Here’s a tip: if you are hiring someone to help you to deal with the public make sure that persons LIKES helping people.

On my last trip, I had trouble checking in on the kiosk. So, a very unhelpful, surly guy came over, growled at me and told me to go wait in line. He was absolutely rude and unpleasant. Do you think that makes me feel positive toward the airline in question?

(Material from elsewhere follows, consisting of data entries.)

PR #1236, opened 2023-06-07
Narrows down what can be saved when signing up

infomiho:


waspc/ChangeLog.md
```diff
@@ -1,5 +1,10 @@
 # Changelog
 
+## v0.10.7
+
+### Security fixes
+- Wasp signup saves only a subset of fields from the signup form to the database. This prevents users from injecting arbitrary data into the database.
```
Martinsos, line 6: This is a breaking change, because Waspers might have used this functionality to store some extra fields, so let's mark it as a breaking change and bump Wasp version also! Maybe we can also shortly explain here what they need to do if they used more fields -> "you can't pass extra fields, if you did, you will have to set those after sign up, in a second step that you will manually do. In the future we will allow defining additional fields that will become part of signup form and signup action" -> something like that.

Martinsos (approved):
Great! Just pls take a look at that comment I left on Changelog.

waspc/ChangeLog.md
infomiho: > might have used this functionality to store some extra fields, so let's mark it as a breaking change

I've changed it to *Breaking change* but we never claimed we support extra fields so it's not really breaking a promise. But I remember what Filip says: "the way the users use it, that's the official way"

Is the Changelog really the right place for this:

> you can't pass extra fields, if you did, you will have to set those after sign up, in a second step that you will manually do. In the future we will allow defining additional fields that will become part of signup form and signup action

It feels more like an addition to the docs. I'll add it to the docs.

infomiho: Updated Changelog and docs

Martinsos:
Yup, @sodic said that correctly :D.

Looking good, good call adding it to docs!

I would still add that sentence about "second step" also to changelog, it is convenient.

Anyway all good with me, merge when ready!

PR #1248, opened 2023-06-09
Upgraded React and Vite to latest version (React 18).

### LINKED ISSUE #723: Update React to version 18, plus a few other React libs
Once React 18 support hits a few more popular libraries and is used by most of the ecosystem, we should look into updating to it.

Since this update will likely be a breaking change, we should also consider updating:
- ~react-scripts to version 5~ we are using Vite now
- React Router to version 6

Martinsos:
Replaces React 17 with React 18!

Fixes #723 .

TODO:
 - [ ] Update Changelog and cabal version.
 - [ ] Check example apps / starters and upgrade them as necessary. Realworld will certainly need updating due to old MUI.


waspc/data/Generator/templates/react-app/tsconfig.node.json
```diff
@@ -1,6 +1,7 @@
 {
   "compilerOptions": {
     "composite": true,
+    "skipLibCheck": true,
```
infomiho, line 4: @Martinsos Why did we. do this change?

waspc/src/Wasp/Generator/WebAppGenerator.hs
```diff
@@ -135,10 +135,10 @@ npmDepsForWasp spec =
         AS.Dependency.fromList
           [ -- TODO: Allow users to choose whether they want to use TypeScript
             -- in their projects and install these dependencies accordingly.
-            ("vite", "^4.1.0"),
-            ("typescript", "^4.9.3"),
-            ("@types/react", "^17.0.53"),
-            ("@types/react-dom", "^17.0.19"),
+            ("vite", "^4.3.9"),
+            ("typescript", "^4.9.3"), -- Once upgraded to Typescript 5, consider using moduleResolution: 'bundler' in tsconfig.node.json, since that is what Vite now by default uses (we have it set to 'Node' right now because 'bundler' requires TS >= 5). Also, upgrade @tsconfig/vite-react to 2.0.0 (couldn't do it now because it also uses 'bundler').
```
infomiho, line 139: Maybe we merge @sodic's PR first and then we can do this as well in this PR?

infomiho:
When testing with existing apps, I had to do `wasp clean` to make sure there aren't weird interaction going on between the old `package-lock.json` and the new dep version changes.

infomiho:
- `tutorials/todoApp` - works
- `tutorials/ItWaspsOnMyMachine` - works

waspc/data/Generator/templates/react-app/tsconfig.node.json
Martinsos: New vite adds that when you scaffold new project with it. I read about what it is, and was convinced that it makes sense during development, as it can speed things up.
I am ok with removing it, but if that is their default, I concluded it makes sense we also have it as default.

Martinsos:
@infomiho kudos for testing all that!
We are in a pretty good shape then!
ItWaspsOnMyMachine -> I think we can slowly deprecate that one, as we haven't used it much lately.
waspello and realworld -> we can create GH issues to update those, and proceed in the meantime.

sodic:
Since Miho already took care of everything, I'll handle the conflicts and merge it.

waspc/src/Wasp/Generator/WebAppGenerator.hs
sodic: I merged the TS version update and upgraded `vite-react` to 2.0.0. We inherit from `vite-react`'s config, and version 2.0.0 sets `module: bundler`, so we're good.

waspc/data/Generator/templates/react-app/tsconfig.node.json
sodic: If it's the default for Vite, let's keep it.

Issue #769, opened 2022-10-17
Have Wasp enforce unique username on Prisma schema level


Martinsos:
We currently do it on the JS level.

Martinsos:
Duplicate of #1164

PR #1257, opened 2023-06-15
Ensure Auth entity has a unique username 

### LINKED ISSUE #1164: Wasp requires "username" in User to be unique, but doesn't check for that
This results with errors later down the road, if this expectation is broken -> I forgot where exactly, but it was rather inconvenient.

This is easy to fix so let's do it.

sodic:
Fixes #1164

I couldn't find any JS code that deals with this: https://github.com/wasp-lang/wasp/issues/769#issue-1411767135

### DIFF
--- a/waspc/src/Wasp/AppSpec/Valid.hs
+++ b/waspc/src/Wasp/AppSpec/Valid.hs
@@ -171,13 +171,13 @@ validateAuthUserEntityHasCorrectFieldsIfUsernameAndPasswordAuthIsUsed spec = cas
       usernameAttributeValidationErrors
         | isFieldUnique "username" userEntity == Just True = []
         | otherwise =
-          [ GenericValidationError $
-              "The field 'username' on entity '"
-                ++ userEntityName
-                ++ "' (referenced by "
-                ++ authUserEntityPath
-                ++ ") must be marked with the '@unique' attribute."
-          ]
+            [ GenericValidationError $
+                "The field 'username' on entity '"
+                  ++ userEntityName
+                  ++ "' (referenced by "
+                  ++ authUserEntityPath
+                  ++ ") must be marked with the '@unique' attribute."
+            ]
       userEntityFields = Entity.getFields userEntity
       authUserEntityPath = "app.auth.userEntity"
       (userEntityName, userEntity) = AS.resolveRef spec (Auth.userEntity auth)


waspc/src/Wasp/AppSpec/Entity.hs
```diff
@@ -45,5 +47,15 @@ getPslModelBody = pslModelBody
...
+doesFieldHaveAttribute :: String -> String -> Entity -> Maybe Bool
+doesFieldHaveAttribute fieldName attrName entity =
+  doesPslFieldHaveAttribute attrName <$> findPslFieldByName fieldName entity
+
+findPslFieldByName :: String -> Entity -> Maybe PslModel.Field
+findPslFieldByName fieldName Entity {pslModelBody = PslModel.Body elements} =
+  find isField [field | (PslModel.ElementField field) <- elements]
+  where
+    isField PslModel.Field {_name = name} = name == fieldName
+
```
sodic, line 59: @infomiho @Martinsos 

I wasn't sure how to decide what to put in here vs. in `Psl/Util.hs`.

Also, this is the only file that uses `Psl/Util.hs`, should we maybe remove it (especially considering the conversation about keeping `PslModel`  stuff hidden)?

sodic:
@Martinsos What did you mean by this comment: https://github.com/wasp-lang/wasp/issues/769#issue-1411767135. Should I also remove some JS code?

waspc/src/Wasp/AppSpec/Entity.hs
Martinsos: I am missing a bit of context so it is somewhat hard for me to make a decisive statement here, but:
1. If we have functions operating on PSL stuff and not knowing anything about Entity, then it sounds good to have them in PslUtil.hs .

For future, it might help if you give more context. For exmaple, what is in Psl/Util.hs, why do you think it shouldn't be there (besides this being the only place using it), what are pros/cons of each approach (aka "what have you tried"), what do getIdField and getIdBlockAttribute do to make them candidates for this refactoring.

Martinsos:
> @Martinsos What did you mean by this comment: [#769 (comment)](https://github.com/wasp-lang/wasp/issues/769#issue-1411767135). Should I also remove some JS code?

Unfortunately I can't remember, I wish I wrote more info. I guess we, when creating user via Signup, check there, in the Prisma request, if username is unique? But we don't enforce it in the schema itself?

waspc/src/Wasp/AppSpec/Entity.hs
Martinsos: Also, I like the idea of exposing Entity + ENtity.Filed interface and hiding PSL if possible. If not possible / practical, we can let some PSL seep out.
I can't judge right now how possible / practical it is without diving deeper, but I believe you will know that better!

infomiho: I liked the split of having `Entity` using helper functions from `Psl/Util.hs`.

Example of such fn:
```hs
getIdField :: Entity -> Maybe PslModel.Field
getIdField = findIdField . getPslModelBody
```

All the low level work on the PSL schema is hidden away in the `PslUtil` module, while Entity is composing those function to get out what they need without worrying about the implementation. 

For this PR, I think the split could go like this:
1. `Psl/Util.hs` implements functions for checking if certain field in PSL has some attribute attached `isAttributePresentOnField` 
2. `Entity.hs` uses that function to come up with a function `isFieldUnique` (looking for `@unique`)
3. `Valid.hs` can then do something like `Entity.isFieldUnique "username"`

waspc/test/AppSpec/EntityTest.hs
```diff
@@ -8,10 +8,17 @@ import qualified Wasp.Psl.Ast.Model as PslModel
 spec_AppSpecEntityTest :: Spec
 spec_AppSpecEntityTest = do
   describe "getIdField" $ do
-    it "gets primary field from entity when it exists" $ do
```
infomiho, line 11: We have 19 test files where we write the first letter as upper case and 21 files where we write it as lower case.

Obviously we have two competing standards 😄 @sodic @Martinsos

waspc/src/Wasp/AppSpec/Entity.hs
sodic: The main idea was as follows:

If we're hiding PSL as an implementation detail (this is the core assumption), there probably aren't many reasons for having a `Utils` file (in its current location).

The only module what should ever be using those utils is `Entity` (since all PSL stuff is a "hidden" implementation detail), so we might as well move all those functions there (instead of having them globally available from a different part of the codebase).

Such an organisation colocates all relevant code and discourages/prevents us from acting on PSL directly.

waspc/src/Wasp/AppSpec/Valid.hs
```diff
@@ -149,14 +150,31 @@ validateAuthUserEntityHasCorrectFieldsIfUsernameAndPasswordAuthIsUsed spec = cas
...
+      usernameTypeValidationErrors =
+        validateEntityHasField
+          userEntityName
+          userEntityFields
+          ("username", Entity.Field.FieldTypeScalar Entity.Field.String, "String")
+      usernameAttributeValidationErrors
+        | doesFieldHaveAttribute "username" "unique" userEntity == Just True = []
+        | otherwise =
+          [ GenericValidationError $
+              "The field 'username' on Entity referenced by " ++ userEntityName ++ " must have the '@unique' attribute."
```
infomiho, line 173: I would go for less technical error message like
```
The username field on the User entity should be marked as unique (add the @unique attribute on the username field).
```

If some new users this super technical message, it might confuse them IMHO

infomiho:
Tested it out locally, it works. Some minor comments regard the error message and code organisation.

waspc/src/Wasp/AppSpec/Valid.hs
sodic: I agree, but the rest of the file uses this style so I decided against changing it to save time.

infomiho: Consider changing this message and the others (I see only one other: https://github.com/wasp-lang/wasp/blob/afe90a20e6427e720e9fc39678c38eff5ae8bb35/waspc/src/Wasp/AppSpec/Valid.hs#L245) if you have the time 👍

waspc/src/Wasp/AppSpec/Entity.hs
sodic: I've added the `isFieldUnique` function and left the other stuff as is for now.

Martinsos: @sodic not so important for this PR, but I would do the opposite -> I would put PSL specific stuff in PSL/Utils.hs or something like that, not in `Entity`, IF it makes sense to be standalone. This is useful because it clearly indicates that this code is not Entity specific, in the sense that there are some assumptions they share. Entity would still be having that as an implementation details, that doesn't change. And the fact that nobody else is using it is also not an issue, if it is general it is general -> we might need it in some other parts of the code, even if also hidden as an implementation detail.
Otherwise we could just move the whole PSL module under Entity. But I like it better that we say "hey, look we have PSL module because Wasp knows how to work with it!" without assuming who is using it.

But this is not a biggie, we can in any case move it around if needed.

waspc/test/AppSpec/EntityTest.hs
Martinsos: Ha I also wasn't sure, but sounds good it if is nicer to read! Git messages yes, for sure, upper letter and dot at the end!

Yesterday, I was in downtown DC to meet with a client. She had her laptop with her and we needed to go somewhere with WiFi. I couldn’t think where the nearest Cosi was, but DC has deployed Downtown DC people in the Gallery Place area. I went up a woman with the Downtown DC jacket and asked her if she knew where the nearest Cosi was. She did. She gave us specific, perfect directions. She was helpful (and right). Contrast that with an exchange I had witnessed earlier inside a Metro station. A gentleman had approached the booth to ask a question, and the  lady in the booth was BERATING him for tapping on her window. Does that make Metro look helpful? (BTW, I have had similar experiences with people in the booths…they just don’t want to be bothered to do their jobs, that is, assisting people.)

As a marketing consultant, I can advise you to take a good look at who is dealing with public in your organization. These people are crucial because they create the first (and maybe the only) impression the public will have of your organization.